La estática polvareda y las nubes oscuras, tercas y obstinadas, no nos permitían ver el cielo azulenco en toda su dimensión. Descansando a nuestra suerte dentro de nuestras chozas, de repente, a la lejanía, escuchamos el sordo sonido del motor de un avión, veloz, todos salimos de nuestros cobijos, al centro de la chacra. Cada vez que se acercaba y estando a la expectativa, apresurados, unos fueron a recoger las ramas del eucalipto que estaban regados cerca de nuestras chozas, otros, expeditos se despojaron de sus prendas. ,El avión volando raudo sobre nosotros, con desesperación, agitamos las prendas y ramas con nuestras trémulas manos, gritamos a viva y a una sola voz desde lo más recóndito de nuestro ser:

— ¡Aquí! ¡Aquí estamos! ¡Po favor, aquí-i-i! ¡Aquí-i-i!...

El bullicioso ruido del motor, ahogaban nuestras roncas voces que se perdían en el áspero espacio. Los pilotos no alcanzaron a vernos. Al tercer y cuarto día, sobrevolaban aviones arrojando paquetes, que descendían como meteoros, cayendo en los pueblitos y aldeas distantes donde no habían sido afectados por el aluvión o el terremoto. Los Pobladores de otras aldeas comentaban que dichos paquetes se desplomaban…sobre el rio Santa.

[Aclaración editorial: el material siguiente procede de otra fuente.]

PR #2061, opened 2026-01-14
Probes III

disconcision:
Now #2056.


cyrus-:
- show sample selector on hover not requiring a click on a sample

disconcision:
Closed in favor of #2056.

PR #2071, opened 2026-01-19
Fix BigInt serialization through web worker postMessage

### LINKED ISSUE #2066: Exception when entering large ints
Image

disconcision:
Closes #2066

BigInteger.js objects lose their prototype methods (like .lt()) when passed through postMessage's structured clone algorithm. This caused crashes when displaying large integers in evaluation results. Starting in v0.17.0, `zarith_stubs_js` switched to using **native JavaScript `BigInt`** instead of BigInteger.js. Native `BigInt` is a primitive type that fully survives structured clone. However, we cannot simply upgrade to zarith_stubs_js v0.17.0 due to versioning issues described in `bigint-webworker-fix.md`, so instead for now we'll vendor the `runtime.js` from zarith_stubs_js v0.17.0 and copy it into the opam switch at build time.


cyrus- (changes requested):
- licensing of the vendored library

cyrus-:
update the PR description

disconcision:
@cyrus- (MIT) license added, PR description changed

cyrus- (approved):

PR #2075, opened 2026-01-21
Sort-dependent expansion for Modules

disconcision:
This implemented sort-dependent expansion. Multi-delimiter forms now only expand when inserted in an appropriate sort context. This is a slightly subtle notion; it currently means that the nearest leftward non-secondary piece has a nib of the appropriate sort. This has a complex but well-tested special case around case rules.

The new functionality is demonstrated below by creating four new forms of pattern sort. They are patterns because I didn't want to bother creating a new sort, but are intended to be representative of what we'd need to implement module syntax. The `let` and `type` forms below reuse `Exp` keywords, but now in a pattern context they expand different. `;` is an infix operator below, not a trailing delimiter. AFAICT this suffices to implement module syntax; see appendix below.

Screenshot 2026-01-21 at 12 47 14 AM

Appendix:

Example of module syntax which the above enables:
```
	let M : {
	  type T = Int;
	  let a: T
	} = {
	  type T = Int;
	  let a = 4;
	  let b = a
	}
```

Required for modules: 2 new sorts: `Mod` and `Sig` and 8 new forms:
```
Typ:= ...
  | "{" Sig "}"
Exp ::= ... 
  | "{" Mod "}"
Mod ::=
  | Mod ";" Mod
  | "type" TPat "=" Typ
  | "let" Pat "=" Exp
Sig ::=
  | Sig ";" Sig
  | "type" TPat "=" Typ
  | "let" Pat
```

Remaining issues:
- If you copy an expanded form to a new sort context, or deconstruct its parent sort context, it will not remold or disintegrate; i.e. to turn a module `let` into a regular `let` or vice versa you'll need to delete all delimiters. Getting this to work is a larger change; I'm not sure on a good approach. Copy-paste could be hacked to work somewhat straightforwardly though (just skip the clipboard cache for segments containing forms with multiple expansions) 
- Probably want an error for reserved words (expanding delimiters used out-of-sort-context)
- Much more functional testing needed; implementing modules should handle this though.


disconcision:
Subsumed by #2075.

disconcision:
Incorporated into https://github.com/hazelgrove/hazel/pull/2123.

PR #2079, opened 2026-01-25
Canonical completion

disconcision:
This assigns a canonical completion of every incomplete segment, laying the groundwork for round-tripping incomplete segments to terms and back (after adding an annotation describing which shards are down; forthcoming).

Unlike the previous dump logic, canonical completions do not depend on caret position. However, ergonomic completions cannot depend simply on term structure. When inserting a new form, e.g. a let expression above existing code, the term structure alone is ambiguous as to whether the new code is wrapping the term below or is purely above it. Previously the caret was used to discriminate here, but the caret-based heuristic is (a) only useful for incomplete forms in the caret segment, and (b) necessitates either re-completing the code on caret movement (expensive and potentially confusing) or having a hidden history dependence (retain the completion of the last edit; current dev behavior; potentially confusing).

The new approach involves addressing two problems of potential history-sensitivity by smooshing them together. The other issue is indentation around incomplete code, which has the same issue of uncertainty around whether or not we're wrapping the thing below when inserting something above. On dev, this currently leads to repeated indentation thrashing, where typing on one line causes lines below to indent and unindent repeatedly. The (partial) dev solution involves resetting indentation level after a blank line (ie two consecutive linebreaks), which is okay-ish for top level definitions but still creates jank when say inserting a new let inside a function literal above existing code.

My candidate solution is this:

1. Remove the existing row-indentation system in favor of 'traditional' indentation, i.e. indentation is now simply regular whitespace.
2. Like most conventional editors, we now don't re-indent everything on every edit action. Instead, we only re-indent in two cases: (a) when pressing enter, insert indentation after the new linebreak only, and (b) when pressing cmd/ctrl-S, reindent everything i.e. autoformat.
3. The enter behavior uses the same indentation logic as before, so you get the indentation you'd expect during left-to-right entry. Nothing below the caret re-indents unless you autoformat before completing the syntax. If you do do this, then you can autoformat after completing the syntax to get correct indentation. (We could also add logic to re-indent ranges selectively on certain actions, e.g. re-indenting segments when a delimiter bounding them is completed, but from experimentation, the new system already feels fine without this)
4. The presence of this history-dependent indentation now allows us a new form of intent-based discrimination: When calculating the canonical completion of an incomplete form, only suck in following lines if they are indented relative to the line the incomplete form is on.
5. This allows the user to indent/dedent lines to get the behavior that they want, similar to the old blank line heuristic, but the beauty of this in conjunction with the enter-based line-specific indentation insertion is that they don't have to; the system inserted indentation seems to suffice for the completion logic to work as expected!
6. The upshot here is that so far the system seems to just work; indentation and completion seem to do what i expect them to do, in the left-to-right entry case, whether writing new code, or code above other code. And if you do pass through a weird incomplete case, when you're back to complete you can just `cmd+s` to get correct indentation again. Could optionally make this automatically happen when the editor is complete, or more granularly.
7. The general principle here to me seems to be: Move all history sensitivity into secondary, and all system history dependence auto-formatting behavior. The user has full control over secondary so none of this is (fundamentally) hidden or out of the control of the user. When the code is complete, autoformat erases any trace of historical dependence; it exists purely during incomplete states.

Still todo:
- [ ] Canonical completion of missing leading delimiters
- [ ] Canonical completion of missing middle delimiters
- [ ] Preserve/restore incompleteness of terms as annotations during maketerm/exptoseg


cyrus-:
the `in` after the `fun` is indented too far:

```
let x =
  let map : ([Int], Int -> Int) -> [Int] =
    fun   -> 
      in 
in 
```

disconcision:
problematic scenarios for round-tripping:

Minor:
- Float normalization
- Sum type syntactic normalization (whether or not it begins with a prefix)

Major:
- Grout UUIDs

disconcision:
Note to self: indentation issue from cyrus above is due to convex holes not being considered terms for indentation

disconcision:
subsumed by #2374

PR #2093, opened 2026-01-29
Fix issue when pasting code with linebreaks in windows

### LINKED ISSUE #2090: Pasting multiline code has weird behaviour
paste any multiline expression in to the editor: e.g. 

```
let x = 5 in
 5
```

and you get these weird red things

Image

Image

disconcision:
Normalize \r\n (Windows) and \r (old Mac) line breaks to \n in the trim_leading function to prevent parsing errors that appear as red error markers when pasting multiline code.

Closes #2090


Negabinary (approved):
Works for me

PR #133, opened 2025-04-24
Add `last_prune` column to contracts table

peterjan:
Getting ready for contract pruning.

### DIFF
--- a/contracts/contract.go
+++ b/contracts/contract.go
@@ -120,6 +120,8 @@ type (
 		InitialAllowance types.Currency `json:"initialAllowance"` // initial renter allowance locked in contract
 		MinerFee         types.Currency `json:"minerFee"`         // miner fee spent on formation txn
 
+		LastPrune time.Time `json:"lastPrune"` // last time the contract was pruned
+
 		// Good determines whether a contract is good or bad. A contract that
 		// is not good, will have its data migrated to a new contract.
 		//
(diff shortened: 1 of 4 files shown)


contracts/contract.go
```diff
@@ -120,6 +120,8 @@ type (
 		InitialAllowance types.Currency `json:"initialAllowance"` // initial renter allowance locked in contract
 		MinerFee         types.Currency `json:"minerFee"`         // miner fee spent on formation txn
 
+		LastPrune time.Time `json:"lastPrune"` // last time the contract was pruned
```
n8mgr, line 123: Do we need this? Can't it be part of the contract maintenance loop that runs every iteration?

peterjan: From the spec:

```
To avoid overwhelming the host, pruning sectors is limited to 1TiB worth of data
per batch. To avoid overwhelming the indexer, we limit pruning a contract to
once per day using a `last_prune` field on the contract within the database.
```

ChrisSchinnerl: Renterd had it in-memory I think but the annoying part is that it's such a heavy operation that you might not want it to start every time you reboot indexd.

peterjan: It's also kind of nice to have in the contract's metadata imo.

ChrisSchinnerl (approved):

n8mgr (approved):

PR #134, opened 2025-04-24
Add UnpinSlab to database

peterjan:


n8mgr (dismissed):

persist/postgres/sectors_test.go
```diff
@@ -262,6 +262,74 @@ func TestPinSlabs(t *testing.T) {
...
+	hk := types.PublicKey{1}
+	ha := chain.NetAddress{Protocol: quic.Protocol, Address: "[::]:4848"}
+	if err := store.UpdateChainState(context.Background(), func(tx subscriber.UpdateTx) error {
+		return tx.AddHostAnnouncement(hk, chain.V2HostAnnouncement{ha}, time.Now())
+	}); err != nil {
+		t.Fatal(err)
+	}
+
+	// add slab
+	slabID, err := store.PinSlab(context.Background(), account, time.Time{}, slabs.SlabPinParams{
```
ChrisSchinnerl: Already left a comment on the other PR but it would be nice to have more than 1 slab here to make sure unpinning a slab doesn't nuke the whole table.

ChrisSchinnerl (changes requested):

n8mgr (approved):

persist/postgres/sectors.go
```diff
@@ -108,6 +108,27 @@ func (s *Store) PinSlab(ctx context.Context, account proto.Account, nextIntegrit
 	})
 }
 
+// UnpinSlab removes the association between the given account and the slab. If
+// a slab becomes unreferenced it will eventually be pruned by a background
+// process.
+func (s *Store) UnpinSlab(ctx context.Context, accountID proto.Account, slabID slabs.SlabID) error {
```
n8mgr, line 229: Is it that bad to try and prune the dangling slab references immediately? It should only be 31 references to check. Should be very performant with a batch. Seems like that would simplify pruning laster since you can focus on sectors rather than slabs + sectors.

peterjan: I think the reasoning is that we'd rather have the database be as consistent as possible and avoid having sectors that don't belong to slabs. Especially since we rely on that when we pin slabs now that we deduped sectors. We can play around with this though... I'll add an issue to explore the idea in a F/U?

n8mgr: I don’t want to get in the habit of merging code we’re immediately planning on refactoring.

n8mgr: There’s no difference from a db perspective to have dangling slabs or dangling sectors. If it simplifies the logic for #142, great. If it does nothing, at least we know.

n8mgr (changes requested):
Clean up the dangling slabs to simplify the pruning logic

persist/postgres/sectors.go
peterjan: Sounds good!

peterjan: It's a little annoying because #142 deduplicates the sectors. Since every slab is associated with its own set of sectors here, I have unpin slab remove the sectors if there's no other account referencing the slab. I'll update that again in #142

persist/postgres/sectors.go
```diff
@@ -108,6 +108,62 @@ func (s *Store) PinSlab(ctx context.Context, account proto.Account, nextIntegrit
...
+		// fetch account id
+		var aID int64
+		err := tx.QueryRow(ctx, "SELECT id FROM accounts WHERE public_key = $1", sqlPublicKey(accountID)).Scan(&aID)
+		if errors.Is(err, sql.ErrNoRows) {
+			return accounts.ErrNotFound
+		} else if err != nil {
+			return fmt.Errorf("failed to get account id: %w", err)
+		}
+
+		// fetch slab id through the account_slabs table, this ensures the slab
```
peterjan: we could fetch the account id here as well but returning the appropriate error becomes messy

persist/postgres/sectors_test.go
ChrisSchinnerl, line 1: Might still be missing a benchmark for `UnpinSlab`

persist/postgres/sectors.go
ChrisSchinnerl: > There’s no difference from a db perspective to have dangling slabs or dangling sectors. If it simplifies the logic for #142, great. If it does nothing, at least we know.

While both work there is one thing we should consider (but we need a benchmark for it).
`UnpinSlab` is triggered by users and directly affects their experience when deleting a lot of files in their apps. So if we can speed `UnpinSlab` up significantly by pushing more logic into the background job, that might be a worthwhile UX tradeoff. If the speed is the same and we can clean up the background logic by keeping it here, we should do that instead.

ChrisSchinnerl (changes requested):

persist/postgres/sectors_test.go
peterjan: Forgot to push my commit 🤦

persist/postgres/sectors.go
peterjan: delete account_slab + slab:
`BenchmarkUnpinSlab-10                547           2228191 ns/op`

delete account_slab + slab + sectors: 
`BenchmarkUnpinSlab-10                448           2626225 ns/op`

it seems that we don't need to have a background process at all and when we unpin we can check whether that slab was pinned by another account, and remove it if not, and also remove dangling sectors providing they're not linked to any other slab

persist/postgres/sectors.go
```diff
@@ -222,6 +222,71 @@ func (s *Store) PinSlab(ctx context.Context, account proto.Account, nextIntegrit
...
+		// providing they're not referenced by any other slab
+		batch := &pgx.Batch{}
+		batch.Queue(`DELETE FROM account_slabs WHERE account_id = $1 AND slab_id = $2`, aID, sID)
+		batch.Queue(`
+		WITH candidate_sectors AS (
+			SELECT ss.sector_id
+			FROM slab_sectors ss
+			WHERE ss.slab_id = $1 AND NOT EXISTS (SELECT 1 FROM slab_sectors ss2 WHERE ss2.sector_id = ss.sector_id AND ss2.slab_id <> $1)
+			)
+			DELETE FROM sectors
```
n8mgr: Will it be easier to implement pruning on the host if we keep these dangling refs around so we know what sectors we can prune?

peterjan: Yeah I thought about that, if we were to keep track of prunable data (total amount) on the contract we would need to either update the contract here, or stop deleting the sectors indeed. In [this comment](https://github.com/SiaFoundation/indexd/pull/142#discussion_r2068179264) though Chris proposed to:

> Short term it might be good enough to just always prune contracts instead of checking a field in our database to see whether it's necessary. Especially if contracts are capped at 10TB in size and will only be pruned every couple of weeks or so.

So that's why I think we can safely delete sectors here and then implement pruning in the most robust way possible, which is diffing every sector. I'm implementing that today, I think it'll be fast enough but if it's not perhaps we should indeed consider your proposal. I'm also fine with leaving the sectors but it's nice to avoid the background process. The contract pruning loop could also be responsible for removing the orphaned sectors from the database but that's not ideal imo.

ChrisSchinnerl: In theory that's very nice but in practice I think we will be missing any sectors that have been migrated.

e.g.
upload sector S1 to contract C1
move sector S1 to contract C2 on different host
information about sector being in C1 is now lost

persist/postgres/sectors.go
```diff
@@ -222,6 +222,71 @@ func (s *Store) PinSlab(ctx context.Context, account proto.Account, nextIntegrit
...
+			 WHERE account_id = $1 AND slab_id = (SELECT id FROM slabs WHERE digest = $2)`, aID, sqlHash256(slabID)).Scan(&sID, &shared)
+		if errors.Is(err, sql.ErrNoRows) {
+			return slabs.ErrSlabNotFound
+		} else if err != nil {
+			return fmt.Errorf("failed to get slab id: %w", err)
+		}
+
+		// if slab is shared, only remove the association from the account_slabs
+		if shared {
+			_, err := tx.Exec(ctx, `DELETE FROM account_slabs WHERE account_id = $1 AND slab_id = $2`, aID, sID)
```
ChrisSchinnerl: Would this be a bit simpler if you switch this query and the one above? If you try to delete the slab from `account_slabs` first, you can still perform the not found check.

e.g.
```sql
DELETE FROM account_slabs WHERE account_id = $1 AND slab_id = (SELECT id FROM slabs WHERE digest = $2)
RETURNING slab_id
```

Then you check `RowsAffected` to see if the slab existed for that account and return an error if not.

Afterwards you could do

```sql
SELECT EXISTS (SELECT 1 FROM accounts_slabs WHERE slab_id = $1)
```
To figure out if there are more slabs in there and if not return early.

Seems like simpler queries to me slightly less prone to mistakes. If you don't care about the account error which might be alright considering that you need to authenticate before calling this as a user, you could return the account id from the delete query as well to maybe speed things up a bit more even.

n8mgr (approved):

persist/postgres/sectors.go
peterjan: Ok updated. I think the queries are simpler but it comes at the cost of returning proper errors.

ChrisSchinnerl (approved):

PR #135, opened 2025-04-25
Add SlabSectors

### LINKED ISSUE #129: Add `slab_sectors`
Right now the `sector_root` column of the `sectors` table is not `UNIQUE`. We can fix that and start deduplicating sectors by adding a `slab_sectors` join table between `slabs` and `sectors`.
Without it, things get weird in our data integrity checks and other spots where we pass sector roots as if they uniquely identified sectors. 

The reason why the root wasn't unique in the first place is the edge case where people either
- update a part of a file and reupload for some reason (e.g. versioning)
- people accidentally or on purpose pin invalid slabs

peterjan:
Closes #129

### DIFF
--- a/persist/postgres/sectors.go
+++ b/persist/postgres/sectors.go
@@ -189,11 +189,37 @@ func (s *Store) PinSlab(ctx context.Context, account proto.Account, nextIntegrit
 
 		// insert slab's sectors in a single batch
 		batch := &pgx.Batch{}
-		for i, sector := range slab.Sectors {
-			batch.Queue(`INSERT INTO sectors (sector_root, host_id, slab_id, slab_index, next_integrity_check) VALUES ($1, (SELECT id FROM hosts WHERE public_key = $2), $3, $4, $5)`, sqlHash256(sector.Root), sqlPublicKey(sector.HostKey), slabID, i, nextIntegrityCheck)
+		for _, sector := range slab.Sectors {
+			batch.Queue(`
+				INSERT INTO sectors (sector_root, host_id, next_integrity_check) 
+				VALUES ($1, (SELECT id FROM hosts WHERE public_key = $2), $3) 
+				ON CONFLICT (sector_root) DO UPDATE SET sector_root=EXCLUDED.sector_root 
+				RETURNING id
+			`, sqlHash256(sector.Root), sqlPublicKey(sector.HostKey), nextIntegrityCheck)
+		}
+
+		// fetch sector IDs
+		br := tx.SendBatch(ctx, batch)
+		sectorIDs := make([]int64, len(slab.Sectors))
+		for i := range slab.Sectors {
+			if err := br.QueryRow().Scan(&sectorIDs[i]); err != nil {
+				br.Close()
+				return fmt.Errorf("failed to get sector id for index %d: %w", i, err)
+			}
+		}
+		br.Close()
+
+		// insert slab sectors into join table
+		batch = &pgx.Batch{}
+		for i, sectorID := range sectorIDs {
+			batch.Queue(`
+				INSERT INTO slab_sectors (slab_id, slab_index, sector_id)
+				VALUES ($1, $2, $3)
+				ON CONFLICT (slab_id, slab_index) DO NOTHING
+			`, slabID, i, sectorID)
 		}
 		if err = tx.Tx.SendBatch(ctx, batch).Close(); err != nil {
-			return fmt.Errorf("failed to insert sectors: %w", err)
+			return fmt.Errorf("failed to insert slab sectors: %w", err)
 		}
 		return nil
 	})
@@ -237,11 +263,12 @@ func (s *Store) Slabs(ctx context.Context, accountID proto.Account, slabIDs []sl
 		for _, slabID := range dbIDs {
 			sectorsBatch.Queue(`SELECT s.sector_root, h.public_key, c.contract_id
 FROM sectors s
+INNER JOIN slab_sectors ss ON s.id = ss.sector_id
 LEFT JOIN hosts h ON h.id = s.host_id
 LEFT JOIN contract_sectors_map csm ON s.contract_sectors_map_id = csm.id
 LEFT JOIN contracts c ON c.contract_id = csm.contract_id
-WHERE s.slab_id = $1
-ORDER BY s.slab_index ASC`, slabID).Query(func(rows pgx.Rows) error {
+WHERE ss.slab_id = $1
+ORDER BY ss.slab_index ASC`, slabID).Query(func(rows pgx.Rows) error {
 				defer rows.Close()
 				for rows.Next() {
 					var sector slabs.Sector
@@ -364,7 +391,8 @@ func (s *Store) UnhealthySlab(ctx context.Context, maxRepairAttempt time.Time) (
 			WHERE id = (
 				SELECT slabs.id
 				FROM slabs
-				INNER JOIN sectors ON slabs.id = sectors.slab_id
+				INNER JOIN slab_sectors ON slabs.id = slab_sectors.slab_id
+				INNER JOIN sectors ON sectors.id = slab_sectors.sector_id 
 				LEFT JOIN contract_sectors_map csm ON sectors.contract_sectors_map_id = csm.id
 				LEFT JOIN contracts ON csm.contract_id = contracts.contract_id
 				WHERE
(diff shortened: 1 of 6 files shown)


persist/postgres/sectors.go
```diff
@@ -189,11 +189,37 @@ func (s *Store) PinSlab(ctx context.Context, account proto.Account, nextIntegrit
...
+		// fetch sector IDs
+		br := tx.SendBatch(ctx, batch)
+		sectorIDs := make([]int64, len(slab.Sectors))
+		for i := range slab.Sectors {
+			if err := br.QueryRow().Scan(&sectorIDs[i]); err != nil {
+				br.Close()
+				return fmt.Errorf("failed to get sector id for index %d: %w", i, err)
+			}
+		}
+		br.Close()
```
n8mgr: You can simplify a bit and get rid of the `Close` calls in the loop.

```suggestion
		sectorIDs := make([]int64, len(slab.Sectors))
		for i, sector := range slab.Sectors {
			batch.Queue(`
				INSERT INTO sectors (sector_root, host_id, next_integrity_check) 
				VALUES ($1, (SELECT id FROM hosts WHERE public_key = $2), $3) 
				ON CONFLICT (sector_root) DO UPDATE SET sector_root=EXCLUDED.sector_root 
				RETURNING id
			`, sqlHash256(sector.Root), sqlPublicKey(sector.HostKey), nextIntegrityCheck).QueryRow(func(row pgx.Row) error {
				return row.Scan(&sectorIDs[i])
			})
		}

		// fetch sector IDs
		if err := tx.SendBatch(ctx, batch).Close(); err != nil {
			return fmt.Errorf("failed to insert sectors: %w", err)
		}
```

persist/postgres/sectors.go
```diff
@@ -237,11 +263,12 @@ func (s *Store) Slabs(ctx context.Context, accountID proto.Account, slabIDs []sl
 		for _, slabID := range dbIDs {
 			sectorsBatch.Queue(`SELECT s.sector_root, h.public_key, c.contract_id
 FROM sectors s
+INNER JOIN slab_sectors ss ON s.id = ss.sector_id
```
n8mgr, line 314: Might be nice to benchmark a few of these scenarios with natural keys and no joins in a f/u.

peterjan: Could definitely F/U with a benchmark using natural keys, but the join can not be avoided because we deduplicate the sector. Perhaps I'm not fully understanding what you are suggesting here.

persist/postgres/sectors_test.go
ChrisSchinnerl, line 1: Could you run all the benchmarks again to see if there are any regressions?

peterjan: Definitely, ran into a bit of a hickup with benchmarks but I'll get this sorted.

peterjan: Ok so the hickup is/was that some benchmarks run forever on my machine. I got this sorted but only through making the benchmarks exhaustive. Let's discuss that separately though. There is indeed a regression, quite a serious on in `BenchmarkUnhealthySlab`.. it's more than twice as slow now. I'll open a comment on the line itself to discuss this further.

persist/postgres/sectors.go
```diff
@@ -356,28 +382,45 @@ func (s *Store) UnpinnedSectors(ctx context.Context, hostKey types.PublicKey, li
...
+		INNER JOIN contract_sectors_map csm ON sectors.contract_sectors_map_id = csm.id
+		INNER JOIN contracts ON csm.contract_id = contracts.contract_id
+		WHERE slab_sectors.slab_id = slabs.id
+		AND contracts.good = FALSE`
+
+	if frand.Intn(2) == 0 {
+		conditionA, conditionB = conditionB, conditionA
+	}
+
+	existsExpr := strings.Join([]string{conditionA, conditionB}, " UNION ALL ")
```
peterjan: @ChrisSchinnerl @n8maninger I'm in a bit of a mess here with introducing `slab_sectors`, the problem is that there is definitely performance regression. 

Currently, `BenchmarkUnhealthySlab` claims it runs in 1.3ms, this is either incorrect or we experienced a regression over time and failed to update the benchmark results. On my machine, on `master`, it runs in 29.5ms. This branch however is close to 50ms... so quite the hit. I must say though that the original benchmark probably also short-circuited a bunch of slabs because of the original `WHERE ... OR ...` expression 

I (temporarily) switch between the two conditions 50-50. The main issue is that there's a huge difference between the performance of the first and second condition. If we were to only focus on bad contracts, the benchmark takes 1.5ms, while if we only focus on sectors not being stored on any hosts it takes 70ms. 

I split the `WHERE` into `EXISTS + UNION ALL` to avoid the `LEFT JOIN` and I checked for indices to add, which I did: 

```
-- speeds up lookup of unhealthy slabs
CREATE INDEX slabs_id_last_repair_attempt_idx ON slabs(last_repair_attempt ASC);
CREATE INDEX slab_sectors_sector_id_idx ON slab_sectors(sector_id);
CREATE INDEX sectors_id_idx ON sectors(id) INCLUDE (host_id, contract_sectors_map_id);
CREATE INDEX sectors_id_host_null_idx ON sectors(id) WHERE host_id IS NULL;
CREATE INDEX sectors_contract_sectors_map_id_host_id_idx ON sectors(contract_sectors_map_id, host_id);
CREATE INDEX contracts_contract_id_good_idx ON contracts(contract_id, good);
```

but I can't get it back to 30ms, or even below that obviously. Not sure how to proceed here. I have a couple of ideas of course, likely involving a materialized view but wanted to get your 4c before attempting to work my way around this. I'm not really opposed to doing this 50-50 in production by the way, I guess we would normally want to move away from bad contracts first, but we also don't want to starve the other condition.

n8mgr: Alternative to the view or `UNION`, you might try running each query separately in a batch then picking the first valid result. If no results are returned, then return the not found error. Might be quicker than union all.

persist/postgres/sectors.go
```diff
@@ -386,3 +396,16 @@ func (s *Store) UnhealthySlab(ctx context.Context, maxRepairAttempt time.Time) (
...
 	return slabID, err
 }
+
+// RefreshUnhealthySlabs refreshes a materialized view that contains slabs with
+// at least one sector that needs to be migrated to a new host. The condition
+// for such a sector is that it's either not stored on a host, or stored in a
+// bad contract. This function is meant to be called periodically to keep the view
+// up to date. The view is refreshed concurrently to avoid blocking other
+// transactions.
+func (s *Store) RefreshUnhealthySlabs(ctx context.Context) error {
```
ChrisSchinnerl: My preference is for this to be a background loop within the store because

- It avoids exposing implementation details of the store and makes the API simpler
- It removes the burden of potentially blocking for a minute on a large database from the caller

persist/postgres/sectors.go
peterjan: Tried it, was still slow. Added the view.

persist/postgres/sectors.go
peterjan: I don't really agree because it's an avoidable long-running background process. We don't really mind that the loop in the slab manager blocks for a minute (it has to be a very large database to get up to a minute), if we only update the materialized view right before doing migrations. I also kind of like that the slab manager decides when to refresh the view rather than have the store define an interval. I updated the code though, I really don't mind it, just prefer calling it explicitly over the background loop.

ChrisSchinnerl (dismissed):

ChrisSchinnerl (dismissed):

persist/postgres/sectors.go
```diff
@@ -344,17 +419,12 @@ func (s *Store) UnpinnedSectors(ctx context.Context, hostKey types.PublicKey, li
...
+// UnhealthySlab returns an unhealthy slab that hasn't had a repair attempted
+// since 'maxRepairAttempt'. A slab is considered unhealthy if it has at least
+// one sector that is not stored on a host or stored in a bad contract. When no
+// slab is found, ErrSlabNotFound is returned. If a slab is found, it will have
+// its last_repair_attempt updated to the time of the call. To prevent
 // subsequent or parallel calls from returning the same slab.
-//
-// NOTE: For the sake of scalability, we don't prioritize any slabs and instead
-// simply fetch the first one that we can get.
 func (s *Store) UnhealthySlab(ctx context.Context, maxRepairAttempt time.Time) (slabs.SlabID, error) {
```
n8mgr: Let's revert the change to `UnhealthySlabs` and deal with the performance degradation in a f/u. This PR has been open for a while and I'm not 100% happy with introducing a materialized view for data that really should be live. If we're all amenable to that, I'm fine with merging the rest of the PR during your day.

ChrisSchinnerl (approved):

peterjan:
@ChrisSchinnerl let's merge it? I think Nate was fine to merge providing I reverted the changes to `UnhealthySlabs`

La pesarosa tarde, transcurría en  silencio casi absoluto. Por ahí, cerca de las chozas, por los alrededores de la chacra, se percibía el trino melancólico de los pájaros. Nubes oscuras y encrespadas, y el frío se deslizaban paso a paso, aguijoneando al extinguido pueblo y a los sobrevivientes. El ocaso se acentuó aún más, con una lobreguez inaudita. Los grillos, desde sus  inubicables escondrijos, cantaban quejumbrosos, cri-cri-cri. Cuando el cocinero se aproximaba al fogón para encenderlo y calentar la comida que había sobrado del almuerzo, del otro lado de la pirca, advertía quebradizos murmullos y lastimeros gemidos.

Con el cuerpo escarapelado, cauteloso, trepo la pirca circunvalado de tupida yerba silvestre. De pie, desde lo alto, asombrado, pegó  una voz desenfrenada que nos dejó sobrecogidos a los compañeros:

— ¡Vengan! ¡Vengan! —presurosos y turbados, salimos de nuestras cabañas y  al unísono respondimos:

— ¿Qué sucede?

---¡Rápido! ¡Rápido!... vengan —con su recia y aterida mano apuntaba al otro lado y animoso decía:

--- ¡Aquí hay unos niños!, ¡Hay unos niños que están a salvo!, ¡suban, suban!…vamos a auxiliarlos…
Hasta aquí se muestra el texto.